───── Provided material
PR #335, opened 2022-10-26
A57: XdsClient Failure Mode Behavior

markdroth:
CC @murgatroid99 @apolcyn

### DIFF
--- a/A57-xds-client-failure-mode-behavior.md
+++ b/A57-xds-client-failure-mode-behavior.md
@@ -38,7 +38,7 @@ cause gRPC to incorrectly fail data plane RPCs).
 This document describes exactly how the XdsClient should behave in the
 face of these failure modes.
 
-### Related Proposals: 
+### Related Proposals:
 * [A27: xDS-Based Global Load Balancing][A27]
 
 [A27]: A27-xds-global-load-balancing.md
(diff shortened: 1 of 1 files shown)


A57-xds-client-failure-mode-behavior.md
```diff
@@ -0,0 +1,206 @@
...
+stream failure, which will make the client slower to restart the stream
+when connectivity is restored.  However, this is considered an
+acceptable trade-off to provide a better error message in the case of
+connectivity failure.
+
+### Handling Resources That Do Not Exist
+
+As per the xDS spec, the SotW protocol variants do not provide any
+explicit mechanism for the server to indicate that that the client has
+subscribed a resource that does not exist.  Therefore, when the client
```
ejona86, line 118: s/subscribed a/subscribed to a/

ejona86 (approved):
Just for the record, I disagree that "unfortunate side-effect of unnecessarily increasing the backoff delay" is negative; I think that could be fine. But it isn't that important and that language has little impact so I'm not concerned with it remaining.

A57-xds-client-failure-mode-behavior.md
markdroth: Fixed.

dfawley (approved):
──────────
───── Provided material
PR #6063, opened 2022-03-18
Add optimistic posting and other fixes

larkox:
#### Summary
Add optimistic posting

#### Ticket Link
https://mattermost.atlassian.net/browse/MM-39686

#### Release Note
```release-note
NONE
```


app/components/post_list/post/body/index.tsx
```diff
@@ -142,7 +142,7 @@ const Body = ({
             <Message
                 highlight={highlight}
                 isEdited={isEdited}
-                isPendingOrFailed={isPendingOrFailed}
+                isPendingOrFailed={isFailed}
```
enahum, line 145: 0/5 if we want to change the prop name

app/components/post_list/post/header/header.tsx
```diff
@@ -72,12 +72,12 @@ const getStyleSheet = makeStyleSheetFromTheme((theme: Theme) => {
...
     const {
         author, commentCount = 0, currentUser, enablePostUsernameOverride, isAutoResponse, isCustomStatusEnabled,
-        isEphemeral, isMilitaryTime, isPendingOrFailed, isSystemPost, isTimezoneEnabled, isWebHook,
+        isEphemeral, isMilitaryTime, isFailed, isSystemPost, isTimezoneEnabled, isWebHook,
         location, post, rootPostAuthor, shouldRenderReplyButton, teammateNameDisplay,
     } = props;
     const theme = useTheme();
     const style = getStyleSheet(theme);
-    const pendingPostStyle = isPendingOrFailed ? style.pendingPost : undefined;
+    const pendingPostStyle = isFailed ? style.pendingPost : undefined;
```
──────────
> _What you have to do_
Your response should be made up of the lines in the data that contain the word "isSystemPost".

> _Response area_
-        isEphemeral, isMilitaryTime, isPendingOrFailed, isSystemPost, isTimezoneEnabled, isWebHook,
+        isEphemeral, isMilitaryTime, isFailed, isSystemPost, isTimezoneEnabled, isWebHook,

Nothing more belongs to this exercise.